__What the task requires__
From the entries below, return exactly the lines beginning at the one that contains "One honest caveat: this" and ending at the one that contains "Both applied in 615864b.", both of them included, and only those lines.

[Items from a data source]
:::
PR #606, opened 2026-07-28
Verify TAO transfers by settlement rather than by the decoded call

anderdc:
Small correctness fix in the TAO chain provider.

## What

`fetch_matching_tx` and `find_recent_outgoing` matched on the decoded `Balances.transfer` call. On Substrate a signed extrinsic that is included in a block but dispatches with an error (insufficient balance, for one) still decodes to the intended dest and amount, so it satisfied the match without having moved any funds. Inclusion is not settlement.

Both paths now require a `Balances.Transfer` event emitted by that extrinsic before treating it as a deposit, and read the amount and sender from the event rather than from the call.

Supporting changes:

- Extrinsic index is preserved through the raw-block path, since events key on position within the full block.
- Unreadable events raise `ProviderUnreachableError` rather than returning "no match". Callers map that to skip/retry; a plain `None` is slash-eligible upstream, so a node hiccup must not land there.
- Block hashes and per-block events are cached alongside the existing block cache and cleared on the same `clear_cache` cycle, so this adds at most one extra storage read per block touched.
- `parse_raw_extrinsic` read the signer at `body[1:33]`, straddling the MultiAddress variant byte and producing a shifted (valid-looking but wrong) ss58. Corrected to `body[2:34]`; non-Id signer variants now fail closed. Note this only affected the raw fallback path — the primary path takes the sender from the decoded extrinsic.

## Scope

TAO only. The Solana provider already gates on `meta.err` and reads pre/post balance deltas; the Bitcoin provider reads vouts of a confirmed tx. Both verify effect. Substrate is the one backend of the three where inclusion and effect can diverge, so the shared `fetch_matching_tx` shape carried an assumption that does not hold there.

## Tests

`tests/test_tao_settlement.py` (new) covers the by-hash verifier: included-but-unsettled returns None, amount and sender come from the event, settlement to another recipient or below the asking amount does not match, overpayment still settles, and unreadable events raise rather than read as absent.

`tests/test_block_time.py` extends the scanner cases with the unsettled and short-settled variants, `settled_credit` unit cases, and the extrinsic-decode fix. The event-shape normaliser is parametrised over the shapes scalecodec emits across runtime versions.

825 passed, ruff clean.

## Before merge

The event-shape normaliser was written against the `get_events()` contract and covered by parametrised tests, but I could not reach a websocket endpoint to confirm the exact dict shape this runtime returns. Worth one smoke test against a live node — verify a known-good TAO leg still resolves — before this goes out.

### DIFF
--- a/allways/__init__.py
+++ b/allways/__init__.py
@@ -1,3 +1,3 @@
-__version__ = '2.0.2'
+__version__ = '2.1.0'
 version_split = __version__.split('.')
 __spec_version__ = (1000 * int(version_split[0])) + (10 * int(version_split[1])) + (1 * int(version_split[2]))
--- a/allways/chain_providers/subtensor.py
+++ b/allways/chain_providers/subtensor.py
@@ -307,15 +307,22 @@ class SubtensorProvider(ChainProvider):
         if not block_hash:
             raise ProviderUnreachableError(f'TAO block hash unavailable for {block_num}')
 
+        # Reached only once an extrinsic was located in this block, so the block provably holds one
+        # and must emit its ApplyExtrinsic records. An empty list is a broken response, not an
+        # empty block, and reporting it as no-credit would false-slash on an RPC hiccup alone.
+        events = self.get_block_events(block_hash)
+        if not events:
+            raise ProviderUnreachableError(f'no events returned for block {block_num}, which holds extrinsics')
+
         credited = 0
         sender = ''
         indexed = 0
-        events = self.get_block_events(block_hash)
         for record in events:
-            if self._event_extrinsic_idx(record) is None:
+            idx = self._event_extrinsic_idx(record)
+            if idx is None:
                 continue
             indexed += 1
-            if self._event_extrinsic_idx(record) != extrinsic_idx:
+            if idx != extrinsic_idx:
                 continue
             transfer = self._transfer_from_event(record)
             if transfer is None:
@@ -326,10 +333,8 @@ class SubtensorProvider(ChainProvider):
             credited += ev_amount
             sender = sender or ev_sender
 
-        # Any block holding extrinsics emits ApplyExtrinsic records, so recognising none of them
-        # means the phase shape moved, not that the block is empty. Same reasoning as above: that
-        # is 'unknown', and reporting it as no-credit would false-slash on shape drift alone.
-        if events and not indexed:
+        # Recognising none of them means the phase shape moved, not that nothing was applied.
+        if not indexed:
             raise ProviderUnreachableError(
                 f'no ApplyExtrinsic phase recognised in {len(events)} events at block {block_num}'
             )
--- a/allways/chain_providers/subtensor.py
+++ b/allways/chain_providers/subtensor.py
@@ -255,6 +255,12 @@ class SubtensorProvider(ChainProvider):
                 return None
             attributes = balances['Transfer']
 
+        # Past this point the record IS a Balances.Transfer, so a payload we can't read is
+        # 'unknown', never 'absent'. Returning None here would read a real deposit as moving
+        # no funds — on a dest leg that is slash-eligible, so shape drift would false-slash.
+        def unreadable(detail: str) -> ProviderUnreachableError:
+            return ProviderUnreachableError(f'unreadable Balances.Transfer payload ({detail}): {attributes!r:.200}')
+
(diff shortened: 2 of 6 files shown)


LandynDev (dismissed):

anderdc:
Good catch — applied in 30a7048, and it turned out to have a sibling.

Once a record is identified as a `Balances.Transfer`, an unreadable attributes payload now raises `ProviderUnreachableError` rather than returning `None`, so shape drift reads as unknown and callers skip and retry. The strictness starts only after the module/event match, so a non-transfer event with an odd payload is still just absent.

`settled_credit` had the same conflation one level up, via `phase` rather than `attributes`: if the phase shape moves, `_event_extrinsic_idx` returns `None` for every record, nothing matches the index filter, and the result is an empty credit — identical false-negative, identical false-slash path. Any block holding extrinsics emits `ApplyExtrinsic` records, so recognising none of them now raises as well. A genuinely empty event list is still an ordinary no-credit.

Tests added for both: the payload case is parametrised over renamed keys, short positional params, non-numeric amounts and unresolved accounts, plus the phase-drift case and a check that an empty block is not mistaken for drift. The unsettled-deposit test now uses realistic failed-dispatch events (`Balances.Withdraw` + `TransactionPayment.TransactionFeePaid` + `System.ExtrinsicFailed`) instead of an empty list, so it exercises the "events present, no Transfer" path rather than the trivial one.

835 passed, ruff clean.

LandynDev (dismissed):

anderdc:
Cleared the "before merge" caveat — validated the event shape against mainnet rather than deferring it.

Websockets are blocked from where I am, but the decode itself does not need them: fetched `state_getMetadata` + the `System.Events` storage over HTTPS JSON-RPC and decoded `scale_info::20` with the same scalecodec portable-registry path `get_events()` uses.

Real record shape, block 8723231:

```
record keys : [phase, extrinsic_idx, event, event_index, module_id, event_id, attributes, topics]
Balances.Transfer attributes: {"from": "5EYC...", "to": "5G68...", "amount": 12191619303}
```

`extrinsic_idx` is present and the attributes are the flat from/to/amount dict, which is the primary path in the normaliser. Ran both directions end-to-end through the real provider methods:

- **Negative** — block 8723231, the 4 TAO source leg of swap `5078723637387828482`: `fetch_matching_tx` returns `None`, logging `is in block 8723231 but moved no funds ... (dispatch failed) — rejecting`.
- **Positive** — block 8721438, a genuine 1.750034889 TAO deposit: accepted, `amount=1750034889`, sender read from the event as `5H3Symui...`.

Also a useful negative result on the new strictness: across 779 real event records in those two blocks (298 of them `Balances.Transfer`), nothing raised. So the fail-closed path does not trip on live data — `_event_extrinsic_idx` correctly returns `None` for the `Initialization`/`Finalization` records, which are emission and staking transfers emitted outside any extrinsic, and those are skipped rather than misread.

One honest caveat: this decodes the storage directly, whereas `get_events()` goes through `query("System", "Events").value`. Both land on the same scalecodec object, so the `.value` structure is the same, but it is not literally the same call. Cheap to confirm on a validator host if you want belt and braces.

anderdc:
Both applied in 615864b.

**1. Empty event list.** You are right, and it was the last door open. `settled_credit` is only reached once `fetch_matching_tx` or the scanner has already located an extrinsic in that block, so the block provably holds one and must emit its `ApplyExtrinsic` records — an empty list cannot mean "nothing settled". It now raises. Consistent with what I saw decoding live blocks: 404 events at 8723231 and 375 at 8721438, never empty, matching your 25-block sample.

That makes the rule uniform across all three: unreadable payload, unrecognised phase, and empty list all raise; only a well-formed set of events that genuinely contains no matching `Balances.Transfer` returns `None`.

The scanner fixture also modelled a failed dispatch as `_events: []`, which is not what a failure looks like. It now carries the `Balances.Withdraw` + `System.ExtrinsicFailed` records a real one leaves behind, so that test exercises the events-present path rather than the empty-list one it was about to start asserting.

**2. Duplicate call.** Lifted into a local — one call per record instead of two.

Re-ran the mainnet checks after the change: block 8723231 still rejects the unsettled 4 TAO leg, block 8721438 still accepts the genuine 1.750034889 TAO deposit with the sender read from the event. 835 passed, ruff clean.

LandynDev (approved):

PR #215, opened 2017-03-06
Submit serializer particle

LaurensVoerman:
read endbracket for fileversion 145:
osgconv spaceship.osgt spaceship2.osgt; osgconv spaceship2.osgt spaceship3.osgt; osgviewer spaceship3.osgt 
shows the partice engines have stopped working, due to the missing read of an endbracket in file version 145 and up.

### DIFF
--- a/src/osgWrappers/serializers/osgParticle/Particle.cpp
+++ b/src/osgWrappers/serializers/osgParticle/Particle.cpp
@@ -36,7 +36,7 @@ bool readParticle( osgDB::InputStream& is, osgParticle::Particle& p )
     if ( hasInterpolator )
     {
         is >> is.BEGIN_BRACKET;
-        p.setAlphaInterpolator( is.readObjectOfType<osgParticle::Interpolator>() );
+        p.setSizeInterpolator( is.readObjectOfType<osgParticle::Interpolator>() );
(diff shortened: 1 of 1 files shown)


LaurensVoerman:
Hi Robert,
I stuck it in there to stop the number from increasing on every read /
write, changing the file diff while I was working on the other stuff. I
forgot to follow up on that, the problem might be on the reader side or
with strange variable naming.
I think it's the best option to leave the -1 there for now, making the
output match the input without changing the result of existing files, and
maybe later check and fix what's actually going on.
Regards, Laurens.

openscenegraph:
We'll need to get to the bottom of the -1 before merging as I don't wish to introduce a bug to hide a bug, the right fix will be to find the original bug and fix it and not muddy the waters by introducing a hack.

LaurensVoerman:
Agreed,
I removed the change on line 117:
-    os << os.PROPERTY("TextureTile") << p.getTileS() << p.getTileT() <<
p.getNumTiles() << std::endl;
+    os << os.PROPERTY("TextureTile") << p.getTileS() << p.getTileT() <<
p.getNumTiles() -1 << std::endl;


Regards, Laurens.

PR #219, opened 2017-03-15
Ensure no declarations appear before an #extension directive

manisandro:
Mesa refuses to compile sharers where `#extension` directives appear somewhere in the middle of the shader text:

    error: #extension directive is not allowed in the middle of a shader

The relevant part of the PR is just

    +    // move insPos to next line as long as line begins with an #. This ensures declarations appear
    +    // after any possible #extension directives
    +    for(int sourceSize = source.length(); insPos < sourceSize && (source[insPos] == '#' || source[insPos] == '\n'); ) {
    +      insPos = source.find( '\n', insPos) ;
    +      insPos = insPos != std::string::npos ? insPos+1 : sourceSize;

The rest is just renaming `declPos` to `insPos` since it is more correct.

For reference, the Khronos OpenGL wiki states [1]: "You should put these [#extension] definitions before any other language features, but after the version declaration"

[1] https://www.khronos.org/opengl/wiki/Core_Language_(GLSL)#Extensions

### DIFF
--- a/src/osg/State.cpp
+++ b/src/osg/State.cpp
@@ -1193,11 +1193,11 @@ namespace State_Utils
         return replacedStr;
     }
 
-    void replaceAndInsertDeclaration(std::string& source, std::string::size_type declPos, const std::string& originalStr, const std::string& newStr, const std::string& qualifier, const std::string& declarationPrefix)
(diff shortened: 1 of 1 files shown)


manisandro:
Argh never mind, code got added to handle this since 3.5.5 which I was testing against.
:::
__Solved problem__
One honest caveat: this decodes the storage directly, whereas `get_events()` goes through `query("System", "Events").value`. Both land on the same scalecodec object, so the `.value` structure is the same, but it is not literally the same call. Cheap to confirm on a validator host if you want belt and braces.

anderdc:
Both applied in 615864b.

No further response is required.